Later, after he was transferred to Jilava prison, he cut his wrists to offer his blood to Constantin Oprişan, who was severely ill, according to Fericiticeiprigoniti.net.

“The Securitate (political police) organized so that every prison cell had a destructive prisoner – either morally, or physically. They gave us Costache Oprişan, who litterally spit his lungs out – I am not speaking metaphorically, for the man would spit every morning blood clots and lung pieces. […] We managed to resist because we grouped around Constantin Oprişan, who was a very special man, a real saint!”

“After the inferno of fall and doubt, now I was in heaven. I had structure, courage, strenghth. I regularly fought the guards for Costache Oprişan! They beat me, but I did not feel the pain at all!”

He was released in 1963 and was forced-domiciled in Viişoara. He was under constant surveillance by Securitate but refused to collaborate. He took his bachelor’s degree in Philology in 1967. Then, under the protection of Patriarch Justinian, he graduated from the Theology Faculty and was ordained a priest, just as he had promised God while he was still in jail.

In 1978, during the Great Lent, Father Gheorghe Calciu reacted against the church demolitions in the famous sermon series “Seven Words to the Young Generation”. As a consequence, he was sacked from his position at the Seminary, he became famous through Radio Free Europe and the Securitate tried to stain his reputation – unsuccessfully though. He started to receive threatening phone calls and his family lived under terror. He did not step back.

He was arrested again on March 10, 1979, and sentenced to 10 years of prison under the pretext of his involvement in Romania’s Free Syndicate of the Working People.

He was imprisoned in a Psychiatry ward, then transferred to Aiud, in the same cell with two criminals who were told to kill him.
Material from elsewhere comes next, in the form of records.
PR #1026, opened 2019-07-24
fix: handle blank build args appropriately

### LINKED ISSUE #1023: Blank build args are handled incorrectly
### Current Behavior

Setting a non-valued build arg like this:

```yaml
buildArgs:
  CONTAINER: ${modules.base.outputs.local-image-name}
  TAG: ${modules.base.version}
  # this gets pulled from an env var
  CHECKOUT_KEY:
```

Or explicitly, like this:

```yaml
buildArgs:
  CONTAINER: ${modules.base.outputs.local-image-name}
  TAG: ${modules.base.version}
  # this gets pulled from an env var
  CHECKOUT_KEY: !!null
```

results in a Docker command incorrectly emitting `"null"` as a string like this:

```
docker build -t snapshot:v-69e99e5246 --build-arg CONTAINER=base --build-arg TAG=v-dac401d9dd --build-arg CHECKOUT_KEY=null /Users/eronarn/Code/investment_automation/.garden/build/snapshot
```

### Expected behavior

The expected Docker command is instead:

```
docker build -t snapshot:v-69e99e5246 --build-arg CONTAINER=base --build-arg TAG=v-dac401d9dd --build-arg CHECKOUT_KEY /Users/eronarn/Code/investment_automation/.garden/build/snapshot
```

This is special syntax in Docker builds: https://docs.docker.com/engine/reference/commandline/build/

> You may also use the --build-arg flag without a value, in which case the value from the local environment will be propagated into the Docker container being built:

### Your environment

```
[eronarn@Jamess-MacBook-Pro investment_automation]$ garden version
0.10.2
```

baspetersdotjpeg:
Docker has special syntax where blank build args make it pull that key from the environment. We currently pass build args explicitly as null when they are.

Fixes #1023

### DIFF
--- a/garden-service/src/plugins/container/build.ts
+++ b/garden-service/src/plugins/container/build.ts
@@ -70,7 +70,15 @@ export function getDockerBuildFlags(module: ContainerModule) {
   const args: string[] = []
 
   for (const [key, value] of Object.entries(module.spec.buildArgs)) {
-    args.push("--build-arg", `${key}=${value}`)
+
+    // 0 is falsy
+    if (value || value === 0) {
+      args.push("--build-arg", `${key}=${value}`)
+    } else {
+      // If the value of a build-arg is null, Docker pulls it from
+      // the environment: https://docs.docker.com/engine/reference/commandline/build/
+      args.push("--build-arg", `${key}`)
+    }
   }
 
   if (module.spec.build.targetImage) {


edvald:
Just a formatting error. You can verify locally with `npm run lint`.

edvald:
Ah, it's the `==` instead of `===`. JS fun.

baspetersdotjpeg:
@edvald that should do the trick 👍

After repeatedly talking to him, they refused to carry this plan through.

Fr Gheorghe Calciu and President Ronald Reagan. Photo: The White House

After international pressure, including from Ronald Reagan, Margaret Thatcher and Pope John Paul II, Gheorghe Calciu was released in 1984 and forced to leave the country with his family in 1985. His defrocking was pronounced by the Romanian Orthodox Church in 1984 and annulled by Patriarch Teoctist after 10 years.

In the United States, he first worked as an unqualified worker, then became a parish priest in Washington.

He was received at the White House twice: first by Ronald Reagan, then by George Bush Sr.

After the fall of communism, Father Calciu travelled annually to Romania. According to his wish, after he passed away, he was laid to rest, on November 21, 2006, at the Petru Vodă Monastery, in the county of Neamţ.